Tuesday, October 14, 2008
In hockey, sudden death usually refers to overtime, but sadly it was literally sudden death for Alexei Cherepanov, a 19 year pro who collapsed during a game in the Russian elite league and was declared dead at a local hospital outside Moscow. While any death is tragic, it seems that there is plenty of discussion as to what happened after Cherepanov collapsed and what might have been done to save his life.
Early autopsy reports suggest that death was due to hypertrophic cardiomyopathy, a condition where parts of the heart muscle grow abnormally thick and causes abnormal blood flow from the heart as it pumps. Sudden death is the most common first symptom where the heart’s electrical system malfunctions, ventricular fibrillation occurs and the heart stops pumping blood. V Fib is treated with electrical shocks from a defibrillator.
It seems that there were no medical persons in the arena and when they arrived, their defibrillator malfunctioned. Video of the scene showed the player lying on the bench for what seemed forever, with no CPR being performed. Contrast this to the scene when Jiri Fischer collapsed on the bench a couple of years ago at an NHL game and whose life was saved with immediate CPR and an electrical shock delivered by an Automatic Electrical Defibrillator (AED).
Before presuming North American superiority in all things medical, consider that screening high school athletes for heart disease is considered too expensive to be done routinely. At a lecture given at the 2006 meeting of the American College of Cardiology, Dr. Mark Estes addressed the issue of preparticipation physical examinations and said that “EKGs are not advocated, and there is only selective use of stress test and echo(cardiograms) …The cost per diagnosis when it’s been looked at for screening in the United States is prohibitive; it’s hundreds of thousands of dollars per patient identified.” Italy has taken a different approach and since 1982 aggressively screens its athletes. Not surprisingly, their rate of sudden death has fallen to 1/10 of the rate in the US.

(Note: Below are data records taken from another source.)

PR #355, opened 2023-12-13
Extract first element (for stock wrangles)

thomasstvr:


ChrisWRWX:
To be replace with decorators

PR #368, opened 2023-12-19
Added use_spellcheck to extract.custom

thomasstvr:


thomasstvr:
It seems that all of the translate tests have failed because of yesterday's fix.

ChrisWRWX (approved):

PR #417, opened 2024-02-05
Extract first element

thomasstvr:


thomasstvr:
See pull request #355

PR #427, opened 2024-02-12
Jinja characters

thomasstvr:


ChrisWRWX:
- [ ] Simplify code to regex replace non alphanumeric or underscore with underscore, rather than a fixed list of disallowed characters.

ChrisWRWX:
- [ ] Use native re instead of regex package

ChrisWRWX (approved):

PR #513, opened 2024-06-11
Flatten Table wrangle and test cases

v2ngu:
Created a Flatten Table wrangle with test cases

```yaml
wrangles:
  - flatten_table:
       similar: 2 # Optional param, matching accuracy of subheader
       case_sensitive: True # Optional subheadings case matching
```


ChrisWRWX:
- [ ] Allow the user to provide a column to override and indicate explicitly which are the header rows. Should be any 'truthy' value i.e. True/False but also any string vs empty string. If not provided, uses the current behaviour of trying to identify them.
- [ ] Should follow the format <verb>.<noun> - not a fan of flatten. Perhaps align.columns?
- [ ] Add an optional output parameter that allows the user to set the final output columns. If not specified, will include all found as now. If specified, will result in those columns in that order, and anything not matching will be discarded.
- [ ] It looks like the existing code will always result in lower case headers if you specifiy case insensitive. Can that be changed such that it just takes the case from the first instance?

PR #515, opened 2024-06-14
Extract Raw and selecting bracket param

v2ngu:
Two new parameters for extract brackets that work in tandem. 

- Find (list or str) of brackets to look for
- Extract raw returns what was found raw

```
wrangles:
   - extract.brackets:
       input: Input A
       output: Output A
       find: 
            - curly
            - round
       extract_raw: true
```


cerdamario13 (changes requested):
- [x] rename `extract_raw` param to `include_brackets`. This gives more information as to what it does.
- [ ] find param. Maybe rename to `bracket_type`? We can discuss with Thomas and Chris and see what they think

ChrisWRWX (approved):

cerdamario13 (approved):

PR #519, opened 2024-06-14
Handling where clause error

v2ngu:
Handles the error for the where clause only if the where returns an empty dataframe.


ChrisWRWX:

The events in Russia should make us look at what is available in our own neighborhoods. We expect that our elite athletes get the best of care in practice and during the game. A cadre of athletic trainers, physical therapists and physicians watch over their every move. But what of our high school athletes or local soccer teams? It is probably unreasonable to expect the same level of medical care seen on the sideline of an NFL game but we can be our brother’s and sister’s keeper and make a difference.
Parents and coaches should learn basic CPR and first aid, not just for the game but because it makes our families and our community safer. Survival rates from heart attack increase when the general population is trained in CPR. It is better to have sudden death in Seattle than in Baltimore because it is more likely that a bystander has basic training. Survival increases even more if an AED is present. In most cases of sudden death, the one intervention that will make a difference is electricity; shocking the heart out of ventricular fibrillation back into a normal rhythm, AEDs are available in malls, airports, schools and workplaces, but is there one on the baseball diamond or the volleyball court?
Once found only in ERs and ICUs, defibrillators are mainstream and can be bought online for less than $1,200. That is about half of a premium video system for a minivan. It would probably be a piece of equipment that would never be used, but would the peace of mind be worth it?
We can learn from Alexei Cherepanov’s death that we cannot be complacent and presume that all is well when it comes to athletes and spectators alike. We should be aggressive in making our communities and gathering places safer, having trained people and equipment available. We know the importance of routine mammograms and cholesterol test to prevent disease. We should be as aggressive in screening our adolescent athletes to prevent sudden death.
Most of all, we should be our brother’s keeper.